# goat horns and heat



## bettybohemian (Feb 9, 2011)

I've read/heard now several times that a goats horns work so of like a radiator,  built in cooling system . Do you all concur?  If this is true then it stands to reason that disbursed or polls goats may not fair as.well in extreme heat? I'm expecting my first kidding in May and I've been grappling with whether or not to disbud. If This info is true then it makes my decision easier to make.


----------



## SDGsoap&dairy (Feb 9, 2011)

We live in GA where it gets pretty darn hot and humid and I haven't had any issues with my disbudded goats.  I do keep them clipped in the summer.


----------



## bettybohemian (Feb 9, 2011)

Sorry for the typos!!! I have auto correct on my phone and sometimes miss the errors lol


----------



## lilhill (Feb 9, 2011)

n.smithurmond said:
			
		

> We live in GA where it gets pretty darn hot and humid and I haven't had any issues with my disbudded goats.  I do keep them clipped in the summer.


I live in N. Alabama and have had no problems with my disbudded/polled goats.  Just give them plenty of fresh water and shade and we clip them in the summer and they are fine.


----------



## julieq (Feb 9, 2011)

Gets super hot here in the high desert in the summers and all our goats are disbudded while young.  We also body clip to help keep them comfortable during the heat.


----------



## bettybohemian (Feb 9, 2011)

julieq said:
			
		

> Gets super hot here in the high desert in the summers and all our goats are disbudded while young.  We also body clip to help keep them comfortable during the heat.


Having never been to Idaho. I was unaware they had deserts! Interesting.

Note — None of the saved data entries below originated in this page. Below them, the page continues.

Issue #374, opened 2020-02-23
Add validations around enum fields


mrbberra:
## Context
There are a number of models that have fields whose value we assume to be one of a short list of possibilities. For example, LockboxActions can have a status of either 'pending', 'completed', or 'cancelled'. 
Mostly creating this issue because I caught the assumption being violated in a test (created a LockboxAction with an action_type of 'client_support' rather than 'support_client'), and it was annoying and seemed potentially dangerous.

## Process
Create a LockboxAction with a type 'client_support'. It ignores all the necessary validations that go along with having the correct type- like needing a related support request.

## Acceptance Criteria/Definition of Done
I'd like to add validations to ensure records actually follow our assumptions.

PR #377, opened 2020-02-23
374 enum validations

mrbberra:
## Changelog
- Adds validations on LockboxActions for status and action_type
- Adds validations on LockboxTransactions for balance_effect and category

## Link to issue:  
Fixes issue #374 

- N/A

## Relevant Screenshots: 
- N/A

## Are you ready for review?:

- [x] Added relevant tests
- [x] Linked PR to the issue


app/models/lockbox_action.rb
```diff
@@ -24,7 +24,7 @@ class LockboxAction < ApplicationRecord
     COMPLETED = 'completed',
     CANCELED  = 'canceled'
   ].freeze
-  validates :status, inclusion: STATUSES
+  validates :status, inclusion: STATUSES, allow_nil: true
```
BintLopez: what's the use case for having a nil status?

mrbberra: Honestly I don't know! I included that in order to comply with [existing spec](https://github.com/MidwestAccessCoalition/lockbox_rails/blob/master/spec/models/lockbox_action_spec.rb#L122):
```
    context 'When a lockbox action is created with a nil status' do
      let(:status) { nil }
      it "saves it with a pending status" do
        expect(action).to be_pending
      end
    end
```
I'd be happy to remove this test and the `allow_nil`, but wanted to make sure I wasn't changing existing expected behavior.

BintLopez: hmmmmm... well that is a good reason then ha. Thinking through whether this is a valid use case....

BintLopez: Ahhhhh okay, we had that test because we have a before_save method to set 'pending' as a default status -- https://github.com/MidwestAccessCoalition/lockbox_rails/blob/master/app/models/lockbox_action.rb#L19

The real question is whether we're actually creating any lockbox actions _without_ an explicit status. If we're not, we can get rid of that before_save hook and simply use the validation without allowing nil.

mrbberra: I think we could leave in the hook and just change it to run before_validation instead of before_save? Unless we think the assumption that a nil status should actually be pending is dangerous.

BintLopez: I think that's a fine way to do it! Though we shouldn't be making invalid lockbox_actions in the first place but better handle than error out

spec/models/lockbox_partner_spec.rb
```diff
@@ -22,9 +22,10 @@ def add_cash(partner, date)
 
   def pending_request_on(partner, date, amount_breakdown)
     partner.lockbox_actions.create!(
-      action_type: 'client_support',
-      status:      'pending',
+      action_type: LockboxAction::SUPPORT_CLIENT,
+      status:      LockboxAction::PENDING,
       eff_date:    date,
+      support_request: partner.support_requests.first
```
BintLopez: this is where the merge conflict is... thinking that what we should do here is pass in the support request as an argument so that we explicitly know which SR this action is tied to

mrbberra: addressed by https://github.com/MidwestAccessCoalition/lockbox_rails/pull/377/commits/08b7c2e283663659380722b606ea63690971619d

PR #380, opened 2020-02-23
326 sidekiq workers

misternu:
Adds sideqik and ensures that support status updates are quick

## Link to issue: 
#326

## Are you ready for review?:

- [x] Added relevant tests
- [x] Linked PR to the issue

PR #386, opened 2020-03-01
Add redis initializer for heroku

misternu:
Follow up to https://github.com/MidwestAccessCoalition/lockbox_rails/pull/380

### DIFF
--- a/config/initializers/redis.rb
+++ b/config/initializers/redis.rb
@@ -1,0 +1,3 @@
+if ENV["REDISCLOUD_URL"]
+  $redis = Redis.new(:url => ENV["REDISCLOUD_URL"])
+end


config/initializers/redis.rb
```diff
@@ -0,0 +1,3 @@
+if ENV["REDISCLOUD_URL"]
+    $redis = Redis.new(:url => ENV["REDISCLOUD_URL"])
```
BintLopez: this is quite the nitpick, but can we please use 2 spaces for indentation here?

Also... why the `$` variable? I'm not familiar with this....

misternu: $ variables are global, you're not familiar because it's the worst smell for normal development, but the redis instance lives at this variable. https://devcenter.heroku.com/articles/rediscloud#configuring-redis-on-rails

misternu: I can remove the spaces but they're there because this is an exact copy paste from heroku's article

misternu: https://ruby-doc.org/docs/ruby-doc-bundle/UsersGuide/rg/globalvars.html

I live in CA in the lower Colorado desert just below the Mojave desert. Very arid and about 115 average during summer months. I know my fiber goats will need to be shorn pretty soon here, but I should clip my nigis as well?


----------



## SDGsoap&dairy (Feb 9, 2011)

bettybohemian said:
			
		

> julieq said:
> 
> 
> 
> ...


I'm a native of Washington and people here in GA always raise an eyebrow when I mention the desert in E. WA. Yup, they're there.   And gorgeous besides!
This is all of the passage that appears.